La Commissione Ue cede alle pressioni esterne
Dopo le anticipazioni giornalistiche di inizio mese, la Commissione europea ha ceduto alle pressioni di amministrazione Usa e big tech e ha deciso di intervenire sull’AI Act per ritardarlo. L’organo esecutivo dell’Ue ha rinviato al 2027 l’entrata in vigore di uno dei capitoli più importanti e rappresentativi della legge, ovvero quello dedicato ai sistemi di intelligenza artificiale definiti ad alto rischio.
Nell’AI Act, i sistemi ad alto rischio sono quelli che sono stati riconosciuti come potenzialmente dannosi per la salute, la sicurezza, i diritti, l’ambiente e la democrazia. Per scongiurare rischi di questo genere, l’Unione aveva ideato delle misure che sarebbero dovute entrare in vigore ad agosto 2026, ma con il recente intervento queste sono slittate a dicembre 2027, nuovo termine entro cui le imprese dovranno adottare gli standard per conformarsi alla legge.
Le nuove priorità di Bruxelles
A Bruxelles le priorità sono cambiate.
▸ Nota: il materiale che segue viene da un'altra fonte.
PR #807, opened 2022-01-11
regenerate with latest gir/gir-files

bilelmoussaoui:


gdk4/sys/src/lib.rs
```diff
@@ -4508,7 +4508,7 @@ extern "C" {
         height: c_int,
         destroy: glib::GDestroyNotify,
         data: gpointer,
-    ) -> *mut GdkTexture;
+    ) -> *mut GdkGLTexture;
```
sdroege, line 4511: You can remove the `unsafe_cast()` and `Texture::` here now: https://github.com/gtk-rs/gtk4-rs/blob/9efa10698cc5ffc9ae0115238c798735652d4bf8/gdk4/src/gl_texture.rs#L18

sdroege: Also https://gitlab.gnome.org/GNOME/gtk/-/merge_requests/4365 might be of interest

sdroege (approved):

sdroege (approved):

PR #808, opened 2022-01-11
 misc: drop unneeded Deref impls 

### LINKED ISSUE #806: Drop unwanted Deref impl for Events/RenderNodes/Expressions
see 
- https://github.com/gtk-rs/gtk4-rs/blob/master/gdk4/src/event.rs#L135-L141
- https://github.com/gtk-rs/gtk4-rs/blob/master/gtk4/src/expression.rs#L236-L242
- https://github.com/gtk-rs/gtk4-rs/blob/master/gsk4/src/render_node.rs#L114-L120

bilelmoussaoui:
fixes #806

### DIFF
--- a/gdk4/src/event.rs
+++ b/gdk4/src/event.rs
@@ -132,14 +132,6 @@ macro_rules! define_event {
             }
         }
 
-        impl std::ops::Deref for $rust_type {
-            type Target = crate::Event;
-
-            fn deref(&self) -> &Self::Target {
-                unsafe { &*(self as *const $rust_type as *const crate::Event) }
-            }
-        }
-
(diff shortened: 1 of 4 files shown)


sdroege:
These all seem like useful `Deref` impls: you can directly call into the (safe!) base class API.

bilelmoussaoui:
Right, does glib::wrapper generates those for child -> parent cases?

sdroege:
No because `GObject`s can have multiple parents (base class and interfaces), and that's why we have the `IsA` trait there.

bilelmoussaoui:
Makes sense; will go ahead and close this one then

PR #813, opened 2022-01-13
book: Fix error message for `activate_action`

Hofer-Julian:
@bilelmoussaoui  can [this](https://gtk-rs.org/gtk4-rs/git/docs/gtk4/prelude/trait.WidgetExt.html#returns-1) part or the whole docs be overriden?

### DIFF
--- a/book/listings/actions/3/main.rs
+++ b/book/listings/actions/3/main.rs
@@ -69,7 +69,7 @@ fn build_ui(app: &Application) {
         let parameter = 1;
         button
             .activate_action("win.count", Some(&parameter.to_variant()))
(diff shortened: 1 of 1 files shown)


bilelmoussaoui:
> @bilelmoussaoui can [this](https://gtk-rs.org/gtk4-rs/git/docs/gtk4/prelude/trait.WidgetExt.html#returns-1) part or the whole docs be overriden?

Could be, but nothing that is doable right now

bilelmoussaoui:
we have the same issue in a lot of other places, could use some gir config, open an issue there maybe?

PR #816, opened 2022-01-13
CI: use rust from the image

bilelmoussaoui:
Should save us a couple of seconds i guess


bilelmoussaoui:
> But that means that we won't get latest beta/nightly anymore. For gstreamer-rs I'm doing the same but I have a scheduled run every 3 days that updates the nightly version.

We could do the same here as well

bilelmoussaoui:
I gave up on this, too much work on the image side. Will try if it is worth it again in the future

PR #824, opened 2022-01-16
gtk4/{Text,Tree}Iter: derive Debug 

fengalin:
So that a `struct` using these types can also auto derive `Debug`.

Another solution could be to add a `Debug` `impl` in manual code,
but since these are iterators, there's not much we can show.

Other `boxed_inline` candidates in `gtk4-rs` use manual `Debug` `impl` AFAICT.


bilelmoussaoui:
Lgtm, thanks !

PR #2230, opened 2026-01-30
book: use `Rc::clone` to make reference-counting explicit

azzamsa:
>  By using Rc::clone for reference counting, we can visually distinguish between the deep-copy kinds of clones and the kinds of clones that increase the reference count. 

The Rust Programming Language, p. 640


Hofer-Julian:
Thanks, but I'd rather leave it as is to stay consistent with the rest of the book

azzamsa:
what if I change all related bit to `Rc::clone` in the book?

Hofer-Julian:
> what if I change all related bit to `Rc::clone` in the book?

Please don't :)

Most `clone` calls in the book, also aren't `Rc::clone`

azzamsa:
I see, Thanks!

Se prima la Commissione puntava sulla regolamentazione dell’AI per creare una sfera di protezione sociale nei confronti dell’adozione su vasta scala dell’AI, oggi la necessità di ‘liberare’ l’innovazione sembra prevalere. Negli ultimi mesi, in diverse occasioni l’AI Act è stato messo nel mirino da aziende e personalità importanti della politica e del mondo economico-finanziario, perché ritenuto un freno al processo di innovazione.
Insieme alle norme sui sistemi ad alto rischio, nella proposta omnibus digitale dell’Ue è stata rimandata anche l’entrata in vigore della normativa sulla protezione dei dati. Questo permetterà alle imprese di AI di avvalersi dell’interesse legittimo per usare i dati senza chiedere il consenso espresso degli utenti, una concessione al ribasso per i diritti e la sicurezza dei cittadini.
Le critiche alla decisione della Commissione
Molto dure le reazioni delle organizzazioni a difesa della privacy, che denunciano “un grave arretramento” e un atteggiamento morbido e di favore nei confronti degli interessi delle industrie tecnologiche. L’ex commissario Ue al Mercato interno e padre dell’AI Act Thierry Breton, dimessosi a settembre 2024 in polemica con la presidente Ursula von Der Leyen, ha accusato gli Stati Uniti di essere dietro ai tentativi di smantellamento delle leggi sul digitale, esortando gli ex colleghi a non fare “gli utili idioti” di Washington e a preservare l’integrità dei pilastri digitali dell’Ue che sono espressione di “sovranità”. Sulla decisione è intervenuto anche il relatore dell’AI Act al Parlamento europeo Brando Benifei, che ha definito le modifiche alla legge come “un grande favore alle big tech”.